Problem description: Every record shown below is to be output exactly.

━━ Exercise material ━━

PR #610, opened 2022-08-09
Update Addresses API

mohinid:
## Notion card
https://www.notion.so/saeloun/6afc9500b2cc42af86be55f37894fb09?v=b4528f26f4424af7beaf036262796cb3&p=e9441e11d56649c8af3d91b01a6c70b0&pm=s

## Summary
Changes:
- adds respective routes for company and users using concerns
- adds index and create actions
- fixes show and update actions
- updates policy file to test both addressable types
- adds/updates RSpecs

## Preview
SS attached for routes and postman

## Type of change

- [x] Enhancement
- [x] Breaking change (fix or feature that would cause existing functionality to
      not work as expected)

## How Has This Been Tested?

Via Postman & Rspecs on local

### Checklist:


mohinid:
@keshavbiswa I will work on updating the specs tomorrow. You can meanwhile have a look at the new implementation and policy tests.

app/controllers/concerns/addressable_concern.rb
```diff
@@ -0,0 +1,5 @@
+# frozen_string_literal: true
+
+module AddressableConcern
+  extend ActiveSupport::Concern
+end
```
keshavbiswa, line 5: Why have we created an empty addressable concern?

app/controllers/internal_api/v1/addresses_controller.rb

━━━

Written solution:
PR #610, opened 2022-08-09
Update Addresses API

mohinid:
## Notion card
https://www.notion.so/saeloun/6afc9500b2cc42af86be55f37894fb09?v=b4528f26f4424af7beaf036262796cb3&p=e9441e11d56649c8af3d91b01a6c70b0&pm=s

## Summary
Changes:
- adds respective routes for company and users using concerns
- adds index and create actions
- fixes show and update actions
- updates policy file to test both addressable types
- adds/updates RSpecs

## Preview
SS attached for routes and postman

## Type of change

- [x] Enhancement
- [x] Breaking change (fix or feature that would cause existing functionality to
      not work as expected)

## How Has This Been Tested?

Via Postman & Rspecs on local

### Checklist:


mohinid:
@keshavbiswa I will work on updating the specs tomorrow. You can meanwhile have a look at the new implementation and policy tests.

app/controllers/concerns/addressable_concern.rb
```diff
@@ -0,0 +1,5 @@
+# frozen_string_literal: true
+
+module AddressableConcern
+  extend ActiveSupport::Concern
+end
```
keshavbiswa, line 5: Why have we created an empty addressable concern?

app/controllers/internal_api/v1/addresses_controller.rb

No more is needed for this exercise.